Albert Smith: TOPMed is by far the largest sequence dataset available for use as a reference for genotype imputation. Over the course of the TOPMed project, we have secured generous data contributions from underlying cohorts for inclusion in the imputation server. An imputation server featuring the TOPMed panel was released to the scientific community last April, and has rapidly been uptaken with nearly 14 million genomes imputed by more than 1,200 researchers worldwide to date.
Sarah Gagliano Taliun: The imputation server provides several benefits for researchers. One benefit is computational convenience. The server allows researchers to perform the computationally intensive imputation procedure in a secure manner without requiring a dedicated computer system. Secondly, because the TOPMed imputation panel provides a large number of genetic variants across diverse populations, imputation of genotypes using this panel can be more accurate.
How is the TOPMed project unique?
Sebastian Zöllner: One unique aspect of this research is the diversity of the individuals from whom we have DNA sequences. In the past, genetics has focussed on data that is easy to generate. Thus, studies of individuals of European descent are overrepresented and studies of other ethnicities are underrepresented.

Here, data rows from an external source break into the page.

PR #157, opened 2026-06-09
Drop stale async completion results instead of re-opening the popup (#153)

### LINKED ISSUE #153: Vim Escape needs multiple presses to exit insert mode (autocomplete/snippet Escape bindings)
## Symptom
In vim insert mode with LSP, exiting insert mode takes more Escape presses than expected (~2: close popup, then exit insert). Reported by Jason via konstructor.

## Likely cause
Two higher-precedence Escape bindings sit above vim's insert→normal handler:
- `autocomplete/View.kt:139` — `KeyBinding("Escape", closeCompletion)`
- `autocomplete/Snippet.kt:283` — `KeyBinding("Escape", clearSnippet)`

With an LSP completion popup open AND a snippet field active (from accepting a snippet completion), Escape is consumed by `closeCompletion` → then `clearSnippet` → only the third reaches vim.

## Investigate
- (a) Precedence/order of these vs the vim Escape handler.
- (b) Whether `closeCompletion` / `clearSnippet` consume Escape (return true) when there's **nothing** to close — that would eat keystrokes. They should only handle Escape when a popup/snippet is actually active.
- (c) Whether the popup auto-re-triggers between presses.

Repro: vim insert mode → type to get a completion → Escape. Needs-decision because the desired precedence (does closeCompletion take priority over vim exit, or should one Escape do both?) is a UX call.

monkopedia-coder:
## Summary

Fixes #153 (re-scoped to the real cause: the async LSP completion re-open race).

An async (`asyncOverride` / LSP) completion source is launched on the editor's
coroutine scope and dispatches its result when it resolves. Previously that
dispatch was **unconditional**: a request still in flight when the user moved
the cursor, changed the typed token, or closed the popup (e.g. pressed Escape)
would resolve and **re-open** the popup, requiring another Escape. That is the
mechanism behind the "Escape needs multiple presses to exit vim insert mode"
symptom — an in-flight LSP request re-opening the completion list after the
Escape that closed it.

## Fix

`triggerCompletion` now captures the trigger position at launch and, before
opening the popup, re-validates the resolved result against the **live**
`view.state` (the coroutine may have suspended across doc/selection edits). The
guard mirrors the in-place re-filter already done in `completionStateField`
(anchored `validFor.matches` over the `from`..head span, #139). A result is
dropped instead of re-opening when:

- the primary selection is no longer an empty cursor (a range, or the context moved),
- the cursor moved before the result's `from` (`head < from`), or
- the `from`..head text no longer matches `validFor` (the typed token changed/cleared).

When `validFor` is absent there is no reuse rule, so the result is valid only at
the unchanged trigger position. A still-relevant result opens the popup exactly
as today. No public API change.

## Tests

New `AsyncCompletionRaceTest` (`:autocomplete` jvmTest) drives the race
deterministically: a suspend `asyncOverride` source gated on a
`CompletableDeferred`, run on a `Dispatchers.Unconfined` session so the launched
coroutine suspends at `gate.await()` and resumes inline on `complete()`. Tests:
the control (state unchanged → popup opens), cursor moved before `from`,
typed token breaks `validFor`, and a non-empty selection — the last three all
assert `completionStatus == null` (popup stays closed).

Local verify green: `:autocomplete:jvmTest :lsp-client:jvmTest
:autocomplete:spotlessApply :autocomplete:apiCheck`.


monkopedia-reviewer (approved):
Reviewed as `monkopedia-reviewer`.

**Category:** `bug_fix` | **Tier:** 1 | **Verdict:** Approve

---

### Guard correctness

`asyncResultApplicable` correctly gates all three stale-result scenarios before `startCompletionEffect` is dispatched:

- **Non-empty selection** (`!main.empty`) — range selections mean the cursor context has moved.
- **Cursor before `from`** (`head < result.from`) — the trigger anchor is no longer under the cursor.
- **Token changed** (`validFor.matches(doc.sliceString(from, head))`) — the typed span since launch no longer satisfies the completion's reuse rule.
- **No `validFor`** — falls back to `head == triggerPos` (identity check), which is the conservative correct default when there's no reuse rule.

The function uses `Regex.matches` (full-span anchor) where the existing `completionStateField` re-filter uses `containsMatchIn`. `matches` is actually the semantically correct choice here — it validates that the *entire* from..head span satisfies `validFor`, not merely that some substring does. The minor pre-existing inconsistency in State.kt's `containsMatchIn` is out of scope; this PR is stricter (correct direction) and introduces no regression.

The trigger-position capture (`val triggerPos = pos`) is correctly placed before the `launch` so it reflects the state at dispatch time rather than at resume.

### Test determinism

`AsyncCompletionRaceTest` is deterministic: the `CompletableDeferred` gate + `CoroutineScope(Dispatchers.Unconfined)` means the launched coroutine runs inline up to `gate.await()`, the test body then synchronously mutates state, and `gate.complete(Unit)` resumes inline — all assertions follow in the same call stack. No sleeps, no timing dependencies. The test drives the real `asyncOverride` path through `triggerCompletion`/`asyncResultApplicable`, not a mock. Four cases: control open, cursor-before-from drop, validFor-mismatch drop, non-empty-selection drop.

### Documented residual

A pure Escape with no cursor movement (popup closed but cursor stayed, token unchanged) would still pass the guard. The PR body correctly scopes this out — the reported symptom (vim insert-mode escape, fast typing) always involves cursor movement before the LSP response resolves. Not a regression; acceptable follow-up if desired.

### Mechanics

- CHANGELOG ### Fixed references #153. ✓
- No public API change; all new code is `private` or `jvmTest`. `apiCheck` clean per PR body. ✓
- Imports-over-FQN. ✓
- No style violations.

CI pending (check / check-macos / check-ios in progress) — setting auto-merge to squash when checks pass.

monkopedia-reviewer (approved):
Re-approve after CHANGELOG rebase onto main (#156 cascade; all bullets kept). Content unchanged from prior tier-1 approval. Auto-merge on green.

TOPMed has focused on studying diverse populations, resulting in more nuanced data that enables different questions. In this paper, for example, we recapitulate that African American and Caribbean populations have the greatest genetic variability which is consistent with gradual loss of variability as we track human’s African origin and their migration from Africa. We also identify variants that are under selection in different populations. As these variants seem to mediate immune responses, we can get a glimpse at the pathogenic challenges early populations in different parts of the world faced.
Daniel Taliun: TOPMed is a great example of how valuable collaborations are in research. TOPMed enabled the collection of the largest and most diverse dataset of human genomes to date, and it brought together top experts from interdisciplinary fields to solve challenging problems related to human health and disease. It was an extraordinary experience for me to be a part of this effort, and I am thankful to all the TOPMed collaborators and paper authors for making this work possible.
Tell me about your research.
Sebastian Zöllner: My work focuses on point mutations that generate variants we use for genetic studies. A point mutation is a single nucleotide change in the genetic code. These changes are the result of biochemical or biophysical processes in the genome.
About 60 such point mutations happen in every individual per generation. So, over the history of our sample, more than 400 million such point mutations occurred, creating the genetic variation that now explains most of the heritable differences between people. Until recently, we thought of each of these point mutations as independent events, but recent studies in families have questioned this idea.
We analyzed the spacing between very rare mutations in individuals of African descent, European descent and Asian descent to see if we see stronger evidence against this hypothesis of independent events. We were able to confirm that some mutations happen in a clustered fashion in a very similar pattern across all individuals, regardless of ancestry. This is evidence that some mutation events create multiple changes and that point mutations are not necessarily independent.
Because our population data provides so many observations, we can estimate underlying parameters and identify regions in the genome where these clustered mutations are more likely to happen. These estimates improve our understanding of the biochemical processes that drive these related mutations. Better understanding the mutation process gives us an understanding of how the variants that explain heritable differences arise.
What comes next.
The TOPMed project provides an important contribution for identifying and understanding the impact of genetic variation on heritable diseases. The dataset now consists of more than 150,000 individuals from diverse backgrounds. In addition to sequencing data, TOPMed now encompasses other genomics data such as RNA-seq, methylation and metabolomics. You can explore the sequencing data on the BRAVO variant browser.